J'ai interrogé la semaine dernière la ministre de la cohésion des territoires et des relations avec les collectivités territoriales sur les nécessaires innovations que nous devons introduire dans le budget pour penser l'urbanisme rural de demain. On le voit cette semaine encore, le sujet de l'urbanisme à la campagne ou en dehors des villes est éminemment politique. En 2021, la maison individuelle est pour 63 % des Français la réalité du quotidien. C'est aussi un ascenseur social : pour 75 %, le pavillon est un modèle d'habitat désirable. Nous ne pouvons aller à l'encontre du désir de nos concitoyens et devons assumer la puissance symbolique du pavillon dans notre imaginaire collectif, mais il nous faut dans le même temps lutter contre l'artificialisation des sols et leur imperméabilisation. Nous ne pouvons donc pas remplacer le pavillon sans réfléchir, sans innover, sans penser la campagne dans son ensemble, afin de mieux accueillir et imaginer un futur collectif en ruralité.

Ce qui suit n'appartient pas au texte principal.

PR #53, opened 2019-03-27
feat: allow config options to be updated

watson:
This is a prerequisite for fixing elastic/apm-agent-nodejs#688

### DIFF
--- a/README.md
+++ b/README.md
@@ -191,6 +191,19 @@ An integer indicating the number of events (spans, transactions, or errors)
 sent by the client. An event is considered sent when the HTTP request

J'ai pris connaissance, madame la rapporteure pour avis, de votre projet de rapport, qui s'intéresse plus particulièrement aux contrats de plan État-région et à leur articulation avec le plan de relance, aux contrats de transition écologique et au réseau France Services. Vous présentez aussi l'ANCT, sa situation, ses missions et ses limites, ainsi que les programmes Action cœur de ville, Petites villes de demain et Territoires d'industrie. Je ne pense pas qu'il faille privilégier une logique descendante. Au contraire, il convient de promouvoir une ingénierie d'émergence de projets singuliers, car je pense que l'innovation viendra des territoires. Dans ma circonscription de la Côte-d'Or, je suis parvenue à faire signer l'un des premiers contrats de transition écologique de France et j'ai participé activement à la labellisation Territoires d'industrie des bassins industriels de cette partie de la Bourgogne.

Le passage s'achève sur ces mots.